◆ Extracted records
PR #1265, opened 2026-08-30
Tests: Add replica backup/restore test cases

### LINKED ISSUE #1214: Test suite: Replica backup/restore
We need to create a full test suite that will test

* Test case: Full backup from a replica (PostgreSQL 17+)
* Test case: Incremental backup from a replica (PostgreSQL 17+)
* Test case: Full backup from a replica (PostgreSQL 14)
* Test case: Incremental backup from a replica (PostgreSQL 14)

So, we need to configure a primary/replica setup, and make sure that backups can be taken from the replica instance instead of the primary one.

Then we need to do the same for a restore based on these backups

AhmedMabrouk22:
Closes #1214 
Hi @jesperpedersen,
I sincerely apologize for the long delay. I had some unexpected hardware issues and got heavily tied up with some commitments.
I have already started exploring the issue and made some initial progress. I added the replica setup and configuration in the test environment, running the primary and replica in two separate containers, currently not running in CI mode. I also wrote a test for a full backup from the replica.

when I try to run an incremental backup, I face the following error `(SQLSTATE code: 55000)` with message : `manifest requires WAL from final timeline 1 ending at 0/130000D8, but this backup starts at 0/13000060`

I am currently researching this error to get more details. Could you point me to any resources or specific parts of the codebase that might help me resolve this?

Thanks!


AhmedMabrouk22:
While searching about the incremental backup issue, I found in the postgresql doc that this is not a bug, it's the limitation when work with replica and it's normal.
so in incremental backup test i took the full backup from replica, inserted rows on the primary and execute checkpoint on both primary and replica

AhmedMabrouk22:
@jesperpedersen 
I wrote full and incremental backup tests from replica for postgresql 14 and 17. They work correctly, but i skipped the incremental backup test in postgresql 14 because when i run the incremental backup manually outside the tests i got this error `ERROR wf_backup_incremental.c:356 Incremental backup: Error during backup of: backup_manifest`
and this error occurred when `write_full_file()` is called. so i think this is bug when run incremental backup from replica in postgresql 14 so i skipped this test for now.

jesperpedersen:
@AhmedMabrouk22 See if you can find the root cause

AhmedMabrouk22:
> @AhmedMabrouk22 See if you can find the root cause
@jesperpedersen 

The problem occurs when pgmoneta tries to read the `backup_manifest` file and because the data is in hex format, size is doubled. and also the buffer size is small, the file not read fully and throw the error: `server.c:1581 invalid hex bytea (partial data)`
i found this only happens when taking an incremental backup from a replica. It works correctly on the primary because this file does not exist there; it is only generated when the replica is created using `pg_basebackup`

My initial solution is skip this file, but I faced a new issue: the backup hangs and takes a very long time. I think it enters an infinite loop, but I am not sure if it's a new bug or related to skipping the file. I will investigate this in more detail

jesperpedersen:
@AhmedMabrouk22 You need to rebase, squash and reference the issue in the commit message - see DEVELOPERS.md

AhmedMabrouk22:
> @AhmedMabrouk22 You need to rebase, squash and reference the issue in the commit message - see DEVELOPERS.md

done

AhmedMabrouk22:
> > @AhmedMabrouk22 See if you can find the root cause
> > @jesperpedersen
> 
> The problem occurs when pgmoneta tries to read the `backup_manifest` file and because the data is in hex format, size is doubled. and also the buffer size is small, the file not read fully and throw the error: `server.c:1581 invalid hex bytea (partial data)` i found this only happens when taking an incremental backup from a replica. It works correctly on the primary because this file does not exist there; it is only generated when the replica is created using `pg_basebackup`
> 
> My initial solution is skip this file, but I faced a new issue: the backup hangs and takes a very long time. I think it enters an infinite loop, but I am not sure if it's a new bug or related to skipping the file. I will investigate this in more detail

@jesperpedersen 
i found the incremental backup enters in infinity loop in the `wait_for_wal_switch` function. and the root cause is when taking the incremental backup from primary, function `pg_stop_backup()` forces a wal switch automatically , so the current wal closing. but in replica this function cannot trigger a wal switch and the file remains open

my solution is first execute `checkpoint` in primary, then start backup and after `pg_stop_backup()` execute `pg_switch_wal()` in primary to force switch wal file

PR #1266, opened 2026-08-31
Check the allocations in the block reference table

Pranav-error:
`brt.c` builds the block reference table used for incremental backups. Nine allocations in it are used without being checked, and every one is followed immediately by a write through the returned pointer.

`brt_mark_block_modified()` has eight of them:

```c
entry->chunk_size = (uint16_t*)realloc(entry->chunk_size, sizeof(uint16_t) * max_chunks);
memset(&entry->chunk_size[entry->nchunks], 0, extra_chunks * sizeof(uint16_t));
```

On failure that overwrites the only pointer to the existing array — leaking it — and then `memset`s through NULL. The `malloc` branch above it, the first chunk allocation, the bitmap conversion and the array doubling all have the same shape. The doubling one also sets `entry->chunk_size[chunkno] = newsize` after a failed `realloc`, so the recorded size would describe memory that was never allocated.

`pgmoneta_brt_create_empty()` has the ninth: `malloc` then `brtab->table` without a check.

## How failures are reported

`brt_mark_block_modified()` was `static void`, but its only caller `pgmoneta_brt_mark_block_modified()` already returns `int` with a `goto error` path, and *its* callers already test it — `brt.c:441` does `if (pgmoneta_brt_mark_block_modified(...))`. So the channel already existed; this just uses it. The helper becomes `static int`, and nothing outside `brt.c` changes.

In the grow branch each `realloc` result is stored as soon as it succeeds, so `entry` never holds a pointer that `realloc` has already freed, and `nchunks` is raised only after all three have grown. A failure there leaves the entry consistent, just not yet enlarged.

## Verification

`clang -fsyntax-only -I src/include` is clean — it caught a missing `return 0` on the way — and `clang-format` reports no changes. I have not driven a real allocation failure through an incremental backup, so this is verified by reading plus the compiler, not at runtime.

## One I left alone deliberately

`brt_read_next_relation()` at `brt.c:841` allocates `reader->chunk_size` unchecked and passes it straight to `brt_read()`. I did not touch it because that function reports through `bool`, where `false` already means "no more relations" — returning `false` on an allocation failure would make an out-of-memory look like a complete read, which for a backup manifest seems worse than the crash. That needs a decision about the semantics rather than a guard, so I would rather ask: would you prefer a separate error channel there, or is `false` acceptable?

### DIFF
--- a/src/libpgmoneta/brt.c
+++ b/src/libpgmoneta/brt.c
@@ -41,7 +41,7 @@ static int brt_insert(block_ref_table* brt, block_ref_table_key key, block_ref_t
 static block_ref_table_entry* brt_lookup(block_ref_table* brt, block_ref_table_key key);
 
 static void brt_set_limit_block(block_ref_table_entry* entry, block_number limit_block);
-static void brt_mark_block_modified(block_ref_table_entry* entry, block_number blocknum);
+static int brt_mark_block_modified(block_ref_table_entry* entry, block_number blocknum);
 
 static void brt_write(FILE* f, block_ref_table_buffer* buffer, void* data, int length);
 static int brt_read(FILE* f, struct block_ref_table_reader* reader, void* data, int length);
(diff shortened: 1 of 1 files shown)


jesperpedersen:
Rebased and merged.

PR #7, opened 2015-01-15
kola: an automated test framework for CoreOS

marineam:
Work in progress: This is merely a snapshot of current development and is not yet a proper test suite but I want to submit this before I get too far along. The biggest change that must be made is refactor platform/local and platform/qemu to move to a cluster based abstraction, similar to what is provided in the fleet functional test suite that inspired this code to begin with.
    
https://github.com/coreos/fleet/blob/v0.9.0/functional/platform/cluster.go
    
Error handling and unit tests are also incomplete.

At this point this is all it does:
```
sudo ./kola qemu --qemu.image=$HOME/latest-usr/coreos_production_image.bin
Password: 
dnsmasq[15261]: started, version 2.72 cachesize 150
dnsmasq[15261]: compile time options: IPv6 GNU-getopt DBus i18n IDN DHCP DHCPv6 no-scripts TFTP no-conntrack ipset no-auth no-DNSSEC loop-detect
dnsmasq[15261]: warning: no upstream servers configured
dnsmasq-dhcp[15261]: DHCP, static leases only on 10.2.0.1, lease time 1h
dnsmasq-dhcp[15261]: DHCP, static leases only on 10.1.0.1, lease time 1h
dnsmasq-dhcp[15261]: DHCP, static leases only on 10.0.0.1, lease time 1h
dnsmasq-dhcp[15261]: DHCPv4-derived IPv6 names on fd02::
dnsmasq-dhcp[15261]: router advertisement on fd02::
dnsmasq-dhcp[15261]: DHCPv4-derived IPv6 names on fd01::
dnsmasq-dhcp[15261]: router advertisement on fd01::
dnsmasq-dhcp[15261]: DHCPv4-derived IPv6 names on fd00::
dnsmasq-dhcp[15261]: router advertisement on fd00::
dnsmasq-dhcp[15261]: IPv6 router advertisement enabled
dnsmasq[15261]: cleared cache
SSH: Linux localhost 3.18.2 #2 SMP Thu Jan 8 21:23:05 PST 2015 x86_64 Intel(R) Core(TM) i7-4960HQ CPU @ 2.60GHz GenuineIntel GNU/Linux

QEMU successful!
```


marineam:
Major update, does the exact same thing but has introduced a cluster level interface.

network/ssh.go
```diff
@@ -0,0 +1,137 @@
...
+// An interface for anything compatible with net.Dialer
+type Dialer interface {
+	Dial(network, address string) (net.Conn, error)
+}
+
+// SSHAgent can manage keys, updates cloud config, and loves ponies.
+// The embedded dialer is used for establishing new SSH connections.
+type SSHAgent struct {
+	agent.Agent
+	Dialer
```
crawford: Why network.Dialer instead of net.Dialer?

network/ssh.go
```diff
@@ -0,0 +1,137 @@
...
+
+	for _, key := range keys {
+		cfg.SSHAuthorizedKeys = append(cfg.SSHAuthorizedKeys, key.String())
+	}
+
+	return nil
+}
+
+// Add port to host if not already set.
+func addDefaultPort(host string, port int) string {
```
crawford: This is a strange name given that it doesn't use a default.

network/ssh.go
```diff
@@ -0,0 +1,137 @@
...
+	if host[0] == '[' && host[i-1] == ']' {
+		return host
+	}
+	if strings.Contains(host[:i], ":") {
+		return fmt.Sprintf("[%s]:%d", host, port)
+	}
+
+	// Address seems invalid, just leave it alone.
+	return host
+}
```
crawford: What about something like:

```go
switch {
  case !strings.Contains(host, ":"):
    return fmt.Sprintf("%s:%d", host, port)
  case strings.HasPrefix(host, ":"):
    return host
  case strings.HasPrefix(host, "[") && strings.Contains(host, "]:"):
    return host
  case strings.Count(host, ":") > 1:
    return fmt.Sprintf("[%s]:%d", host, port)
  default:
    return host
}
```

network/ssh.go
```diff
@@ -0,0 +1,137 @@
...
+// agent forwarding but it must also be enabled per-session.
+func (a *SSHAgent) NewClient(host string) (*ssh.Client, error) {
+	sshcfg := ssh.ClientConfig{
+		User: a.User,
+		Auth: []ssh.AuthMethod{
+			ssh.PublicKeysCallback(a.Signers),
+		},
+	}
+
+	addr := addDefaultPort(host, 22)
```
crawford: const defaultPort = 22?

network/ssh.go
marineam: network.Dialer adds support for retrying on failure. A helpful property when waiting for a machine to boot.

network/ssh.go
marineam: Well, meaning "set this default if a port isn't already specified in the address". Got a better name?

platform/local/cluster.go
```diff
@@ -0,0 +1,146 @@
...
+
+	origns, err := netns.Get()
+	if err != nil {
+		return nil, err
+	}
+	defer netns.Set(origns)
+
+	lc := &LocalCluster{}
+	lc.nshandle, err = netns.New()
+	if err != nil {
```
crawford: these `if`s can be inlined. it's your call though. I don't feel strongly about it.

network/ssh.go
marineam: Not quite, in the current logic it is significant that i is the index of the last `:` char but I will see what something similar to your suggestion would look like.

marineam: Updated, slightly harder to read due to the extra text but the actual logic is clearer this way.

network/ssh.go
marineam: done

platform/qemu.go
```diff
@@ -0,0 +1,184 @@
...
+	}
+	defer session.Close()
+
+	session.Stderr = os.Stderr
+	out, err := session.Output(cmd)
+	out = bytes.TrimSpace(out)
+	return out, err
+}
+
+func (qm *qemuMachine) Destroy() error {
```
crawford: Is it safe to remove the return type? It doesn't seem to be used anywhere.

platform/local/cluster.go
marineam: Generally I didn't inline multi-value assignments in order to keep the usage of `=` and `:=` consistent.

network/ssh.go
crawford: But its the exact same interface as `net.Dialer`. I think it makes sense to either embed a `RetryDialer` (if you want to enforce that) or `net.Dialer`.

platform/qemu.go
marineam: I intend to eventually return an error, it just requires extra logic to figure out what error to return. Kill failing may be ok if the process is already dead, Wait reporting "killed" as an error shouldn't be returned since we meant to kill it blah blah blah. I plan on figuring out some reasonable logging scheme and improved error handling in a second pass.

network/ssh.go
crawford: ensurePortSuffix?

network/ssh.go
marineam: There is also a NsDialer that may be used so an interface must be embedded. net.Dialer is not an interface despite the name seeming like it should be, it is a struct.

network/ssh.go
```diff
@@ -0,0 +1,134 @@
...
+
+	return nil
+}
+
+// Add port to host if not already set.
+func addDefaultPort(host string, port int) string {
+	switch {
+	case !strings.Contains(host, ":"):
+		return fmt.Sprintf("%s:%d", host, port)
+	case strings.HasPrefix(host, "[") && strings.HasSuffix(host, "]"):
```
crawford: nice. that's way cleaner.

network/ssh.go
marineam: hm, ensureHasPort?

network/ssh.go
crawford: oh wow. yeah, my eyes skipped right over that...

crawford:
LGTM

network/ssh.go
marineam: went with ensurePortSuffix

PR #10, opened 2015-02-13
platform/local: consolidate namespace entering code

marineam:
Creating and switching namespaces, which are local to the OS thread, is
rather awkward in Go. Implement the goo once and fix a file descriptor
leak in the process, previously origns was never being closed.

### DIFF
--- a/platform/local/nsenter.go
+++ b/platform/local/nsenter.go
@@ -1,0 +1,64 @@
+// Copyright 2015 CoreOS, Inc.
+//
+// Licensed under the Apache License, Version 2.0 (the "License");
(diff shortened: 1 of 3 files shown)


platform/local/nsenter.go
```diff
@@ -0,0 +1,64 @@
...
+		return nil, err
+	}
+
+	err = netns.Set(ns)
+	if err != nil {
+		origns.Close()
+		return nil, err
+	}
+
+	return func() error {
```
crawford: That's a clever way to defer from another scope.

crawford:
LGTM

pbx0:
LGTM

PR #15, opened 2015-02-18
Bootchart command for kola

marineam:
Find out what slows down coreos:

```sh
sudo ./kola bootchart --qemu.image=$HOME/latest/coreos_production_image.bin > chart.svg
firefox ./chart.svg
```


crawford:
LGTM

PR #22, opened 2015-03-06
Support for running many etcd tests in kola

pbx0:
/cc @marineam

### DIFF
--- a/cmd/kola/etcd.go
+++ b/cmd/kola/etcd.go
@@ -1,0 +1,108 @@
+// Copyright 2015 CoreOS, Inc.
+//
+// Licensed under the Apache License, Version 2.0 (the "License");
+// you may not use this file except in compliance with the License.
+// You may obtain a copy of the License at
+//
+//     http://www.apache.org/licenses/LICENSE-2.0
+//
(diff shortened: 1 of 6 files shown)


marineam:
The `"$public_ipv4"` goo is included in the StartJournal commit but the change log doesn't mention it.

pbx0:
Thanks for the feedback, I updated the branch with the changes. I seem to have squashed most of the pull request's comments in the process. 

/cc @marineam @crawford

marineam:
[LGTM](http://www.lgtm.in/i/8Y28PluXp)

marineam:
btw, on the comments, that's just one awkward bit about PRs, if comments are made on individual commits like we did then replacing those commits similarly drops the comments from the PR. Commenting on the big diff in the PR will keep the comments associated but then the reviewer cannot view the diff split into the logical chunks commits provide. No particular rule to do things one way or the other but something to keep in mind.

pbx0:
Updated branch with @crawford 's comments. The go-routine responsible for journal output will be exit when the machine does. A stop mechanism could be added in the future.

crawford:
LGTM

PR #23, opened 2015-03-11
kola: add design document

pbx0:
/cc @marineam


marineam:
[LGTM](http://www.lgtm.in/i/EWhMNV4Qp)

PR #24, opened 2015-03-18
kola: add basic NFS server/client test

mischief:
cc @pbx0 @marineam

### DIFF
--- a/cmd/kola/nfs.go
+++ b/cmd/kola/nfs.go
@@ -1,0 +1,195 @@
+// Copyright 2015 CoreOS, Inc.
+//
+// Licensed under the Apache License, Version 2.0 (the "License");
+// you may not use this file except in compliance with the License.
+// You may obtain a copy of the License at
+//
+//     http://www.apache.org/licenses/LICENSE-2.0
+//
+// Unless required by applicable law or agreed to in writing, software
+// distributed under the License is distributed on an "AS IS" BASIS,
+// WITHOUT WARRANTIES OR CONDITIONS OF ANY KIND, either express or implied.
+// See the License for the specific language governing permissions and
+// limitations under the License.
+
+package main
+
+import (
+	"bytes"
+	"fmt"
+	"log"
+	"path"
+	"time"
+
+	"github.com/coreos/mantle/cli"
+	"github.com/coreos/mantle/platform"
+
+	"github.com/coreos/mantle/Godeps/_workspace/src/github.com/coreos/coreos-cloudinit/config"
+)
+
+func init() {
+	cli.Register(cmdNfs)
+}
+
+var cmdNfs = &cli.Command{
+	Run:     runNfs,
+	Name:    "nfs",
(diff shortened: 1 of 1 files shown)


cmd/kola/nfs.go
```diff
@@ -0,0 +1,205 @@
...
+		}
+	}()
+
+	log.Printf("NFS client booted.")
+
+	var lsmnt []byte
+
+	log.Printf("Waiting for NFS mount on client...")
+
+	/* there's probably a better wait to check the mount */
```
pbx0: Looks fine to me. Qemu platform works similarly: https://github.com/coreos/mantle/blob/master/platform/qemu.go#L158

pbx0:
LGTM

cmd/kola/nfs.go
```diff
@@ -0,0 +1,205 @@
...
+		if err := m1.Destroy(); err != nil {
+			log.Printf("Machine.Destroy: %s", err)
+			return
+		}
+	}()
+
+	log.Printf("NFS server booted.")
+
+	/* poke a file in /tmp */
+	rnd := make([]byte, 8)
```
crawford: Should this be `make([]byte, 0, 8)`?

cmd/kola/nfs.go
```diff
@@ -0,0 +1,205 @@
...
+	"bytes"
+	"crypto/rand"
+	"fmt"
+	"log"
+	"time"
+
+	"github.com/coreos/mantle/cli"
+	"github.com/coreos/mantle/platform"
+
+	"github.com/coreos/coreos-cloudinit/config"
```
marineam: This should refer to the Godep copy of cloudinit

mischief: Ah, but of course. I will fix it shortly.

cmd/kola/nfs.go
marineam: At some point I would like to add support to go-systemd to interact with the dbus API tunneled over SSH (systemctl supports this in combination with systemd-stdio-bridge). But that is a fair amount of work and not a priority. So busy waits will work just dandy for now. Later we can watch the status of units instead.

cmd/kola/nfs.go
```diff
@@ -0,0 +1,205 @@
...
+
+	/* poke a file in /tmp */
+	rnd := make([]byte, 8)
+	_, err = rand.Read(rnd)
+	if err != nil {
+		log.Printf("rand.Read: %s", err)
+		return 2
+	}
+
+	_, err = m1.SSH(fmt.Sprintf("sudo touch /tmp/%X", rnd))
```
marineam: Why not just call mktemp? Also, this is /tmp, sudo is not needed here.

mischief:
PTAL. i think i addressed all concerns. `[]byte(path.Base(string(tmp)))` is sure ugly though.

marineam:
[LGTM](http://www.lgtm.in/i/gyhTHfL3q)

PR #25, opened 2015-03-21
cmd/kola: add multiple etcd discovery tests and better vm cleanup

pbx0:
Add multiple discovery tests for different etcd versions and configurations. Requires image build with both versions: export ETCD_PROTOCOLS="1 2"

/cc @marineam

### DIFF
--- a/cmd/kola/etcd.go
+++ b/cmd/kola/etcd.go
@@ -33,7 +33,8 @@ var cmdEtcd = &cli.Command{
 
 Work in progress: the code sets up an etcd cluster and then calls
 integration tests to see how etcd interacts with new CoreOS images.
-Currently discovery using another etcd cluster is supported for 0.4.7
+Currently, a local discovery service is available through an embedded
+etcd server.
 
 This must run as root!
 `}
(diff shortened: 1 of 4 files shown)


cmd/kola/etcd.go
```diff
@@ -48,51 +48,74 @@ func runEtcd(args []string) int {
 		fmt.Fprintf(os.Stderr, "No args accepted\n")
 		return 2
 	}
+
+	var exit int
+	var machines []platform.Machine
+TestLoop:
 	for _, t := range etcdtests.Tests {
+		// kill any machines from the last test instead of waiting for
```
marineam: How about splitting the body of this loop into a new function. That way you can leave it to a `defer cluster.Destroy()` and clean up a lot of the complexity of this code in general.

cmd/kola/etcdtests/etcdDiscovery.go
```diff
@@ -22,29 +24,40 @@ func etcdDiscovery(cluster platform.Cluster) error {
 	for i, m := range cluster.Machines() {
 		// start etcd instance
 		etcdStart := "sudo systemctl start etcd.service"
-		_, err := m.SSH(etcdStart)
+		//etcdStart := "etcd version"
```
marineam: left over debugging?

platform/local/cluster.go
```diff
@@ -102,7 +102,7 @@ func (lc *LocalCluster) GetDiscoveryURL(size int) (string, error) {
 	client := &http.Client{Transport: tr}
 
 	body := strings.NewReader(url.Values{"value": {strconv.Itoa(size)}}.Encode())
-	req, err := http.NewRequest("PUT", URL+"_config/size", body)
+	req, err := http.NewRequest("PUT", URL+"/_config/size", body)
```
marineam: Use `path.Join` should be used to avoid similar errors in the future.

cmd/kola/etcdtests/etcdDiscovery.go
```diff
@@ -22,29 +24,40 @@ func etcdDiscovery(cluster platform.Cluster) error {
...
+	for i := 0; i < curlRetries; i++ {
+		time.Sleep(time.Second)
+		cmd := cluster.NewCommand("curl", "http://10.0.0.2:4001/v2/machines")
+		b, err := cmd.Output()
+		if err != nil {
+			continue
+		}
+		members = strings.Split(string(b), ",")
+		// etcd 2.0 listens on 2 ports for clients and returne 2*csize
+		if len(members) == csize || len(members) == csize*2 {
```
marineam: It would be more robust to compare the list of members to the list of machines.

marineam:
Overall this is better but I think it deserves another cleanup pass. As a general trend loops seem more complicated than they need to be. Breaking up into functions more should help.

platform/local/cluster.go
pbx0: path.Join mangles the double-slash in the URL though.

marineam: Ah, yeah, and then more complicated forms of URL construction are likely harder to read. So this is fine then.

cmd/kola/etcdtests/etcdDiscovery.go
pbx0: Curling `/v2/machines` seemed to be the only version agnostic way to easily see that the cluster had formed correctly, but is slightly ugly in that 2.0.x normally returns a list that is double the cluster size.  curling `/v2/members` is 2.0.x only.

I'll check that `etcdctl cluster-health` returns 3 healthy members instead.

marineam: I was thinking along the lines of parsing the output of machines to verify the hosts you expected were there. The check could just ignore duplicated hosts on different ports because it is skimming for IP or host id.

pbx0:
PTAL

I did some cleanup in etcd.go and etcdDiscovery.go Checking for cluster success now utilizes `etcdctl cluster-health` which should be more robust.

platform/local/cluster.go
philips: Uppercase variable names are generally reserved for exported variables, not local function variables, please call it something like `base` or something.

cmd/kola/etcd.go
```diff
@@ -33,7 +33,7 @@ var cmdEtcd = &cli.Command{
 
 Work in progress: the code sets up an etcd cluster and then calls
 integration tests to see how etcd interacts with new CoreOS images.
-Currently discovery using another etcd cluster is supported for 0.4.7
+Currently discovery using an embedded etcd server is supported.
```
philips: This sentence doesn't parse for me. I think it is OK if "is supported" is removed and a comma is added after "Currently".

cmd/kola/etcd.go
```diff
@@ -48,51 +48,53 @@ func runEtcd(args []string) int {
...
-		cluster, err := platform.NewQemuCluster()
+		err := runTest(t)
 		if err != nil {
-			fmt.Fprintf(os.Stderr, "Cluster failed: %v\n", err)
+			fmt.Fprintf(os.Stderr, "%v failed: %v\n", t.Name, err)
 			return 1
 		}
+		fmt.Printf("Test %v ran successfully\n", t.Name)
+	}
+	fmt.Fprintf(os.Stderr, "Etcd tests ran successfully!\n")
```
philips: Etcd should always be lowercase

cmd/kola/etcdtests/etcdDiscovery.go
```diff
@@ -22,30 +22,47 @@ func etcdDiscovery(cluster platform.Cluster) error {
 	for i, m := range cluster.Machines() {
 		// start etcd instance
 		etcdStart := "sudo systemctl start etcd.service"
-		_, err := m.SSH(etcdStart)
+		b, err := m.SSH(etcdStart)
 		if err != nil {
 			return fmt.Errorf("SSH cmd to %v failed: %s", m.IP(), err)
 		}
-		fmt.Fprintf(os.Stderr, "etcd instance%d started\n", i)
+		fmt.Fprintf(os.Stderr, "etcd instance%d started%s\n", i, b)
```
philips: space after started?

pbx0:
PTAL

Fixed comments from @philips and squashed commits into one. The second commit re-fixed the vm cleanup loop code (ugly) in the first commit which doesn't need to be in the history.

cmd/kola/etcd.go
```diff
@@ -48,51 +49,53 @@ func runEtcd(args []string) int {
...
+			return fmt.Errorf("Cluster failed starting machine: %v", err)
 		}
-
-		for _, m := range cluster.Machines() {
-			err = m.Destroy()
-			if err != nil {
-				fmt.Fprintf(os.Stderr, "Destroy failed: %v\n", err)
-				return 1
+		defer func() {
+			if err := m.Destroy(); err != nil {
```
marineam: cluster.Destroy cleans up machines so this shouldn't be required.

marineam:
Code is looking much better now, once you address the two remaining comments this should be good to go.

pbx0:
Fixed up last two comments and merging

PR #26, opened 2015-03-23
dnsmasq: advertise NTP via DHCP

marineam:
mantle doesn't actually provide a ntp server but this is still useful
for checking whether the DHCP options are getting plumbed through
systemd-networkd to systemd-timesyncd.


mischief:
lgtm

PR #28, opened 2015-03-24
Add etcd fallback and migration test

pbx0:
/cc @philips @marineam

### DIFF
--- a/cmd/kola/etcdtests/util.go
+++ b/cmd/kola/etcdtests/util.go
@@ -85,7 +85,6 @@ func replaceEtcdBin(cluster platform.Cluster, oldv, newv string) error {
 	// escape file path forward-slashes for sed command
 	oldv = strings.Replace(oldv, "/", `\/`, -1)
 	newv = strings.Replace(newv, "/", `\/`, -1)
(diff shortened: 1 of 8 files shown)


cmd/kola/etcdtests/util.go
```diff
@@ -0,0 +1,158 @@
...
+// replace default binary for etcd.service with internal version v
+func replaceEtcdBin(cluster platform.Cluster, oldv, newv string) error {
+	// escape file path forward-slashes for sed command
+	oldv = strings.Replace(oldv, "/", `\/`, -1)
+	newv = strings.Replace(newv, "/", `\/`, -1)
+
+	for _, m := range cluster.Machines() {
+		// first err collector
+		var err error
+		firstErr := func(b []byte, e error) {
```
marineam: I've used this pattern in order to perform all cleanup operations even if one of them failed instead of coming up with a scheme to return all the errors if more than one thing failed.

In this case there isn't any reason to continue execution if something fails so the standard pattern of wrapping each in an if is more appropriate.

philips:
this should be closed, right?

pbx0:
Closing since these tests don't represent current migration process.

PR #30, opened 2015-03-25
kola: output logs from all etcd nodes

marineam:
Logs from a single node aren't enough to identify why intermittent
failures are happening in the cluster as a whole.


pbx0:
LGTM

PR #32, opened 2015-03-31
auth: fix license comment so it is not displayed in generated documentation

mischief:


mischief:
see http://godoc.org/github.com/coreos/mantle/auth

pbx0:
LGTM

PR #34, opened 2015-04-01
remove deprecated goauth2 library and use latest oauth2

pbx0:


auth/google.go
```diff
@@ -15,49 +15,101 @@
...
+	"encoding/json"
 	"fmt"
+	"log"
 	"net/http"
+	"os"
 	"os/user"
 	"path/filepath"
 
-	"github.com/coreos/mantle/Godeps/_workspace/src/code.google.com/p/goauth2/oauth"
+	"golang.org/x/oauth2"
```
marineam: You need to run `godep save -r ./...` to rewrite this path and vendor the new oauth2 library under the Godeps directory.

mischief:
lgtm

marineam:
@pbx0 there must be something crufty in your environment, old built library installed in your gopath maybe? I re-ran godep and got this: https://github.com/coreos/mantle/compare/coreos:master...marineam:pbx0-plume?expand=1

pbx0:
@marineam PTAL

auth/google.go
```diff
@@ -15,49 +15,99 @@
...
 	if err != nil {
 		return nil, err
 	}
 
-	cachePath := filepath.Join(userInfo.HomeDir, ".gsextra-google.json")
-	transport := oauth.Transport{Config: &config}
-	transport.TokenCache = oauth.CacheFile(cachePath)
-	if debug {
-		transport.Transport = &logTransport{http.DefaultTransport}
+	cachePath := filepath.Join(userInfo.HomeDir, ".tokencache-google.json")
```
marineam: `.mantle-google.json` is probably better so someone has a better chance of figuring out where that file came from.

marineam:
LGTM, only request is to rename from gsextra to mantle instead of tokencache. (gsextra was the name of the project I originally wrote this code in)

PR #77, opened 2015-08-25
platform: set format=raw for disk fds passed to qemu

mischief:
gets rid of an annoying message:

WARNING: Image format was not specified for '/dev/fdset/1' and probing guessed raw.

◆ Goal of the exercise
The lines needed run from the first line of the data through the line containing "Incremental backup from a replica (PostgreSQL 14)"; give them again exactly and nothing else.

◆ Solution for this exercise
PR #1265, opened 2026-08-30
Tests: Add replica backup/restore test cases

### LINKED ISSUE #1214: Test suite: Replica backup/restore
We need to create a full test suite that will test

* Test case: Full backup from a replica (PostgreSQL 17+)
* Test case: Incremental backup from a replica (PostgreSQL 17+)
* Test case: Full backup from a replica (PostgreSQL 14)
* Test case: Incremental backup from a replica (PostgreSQL 14)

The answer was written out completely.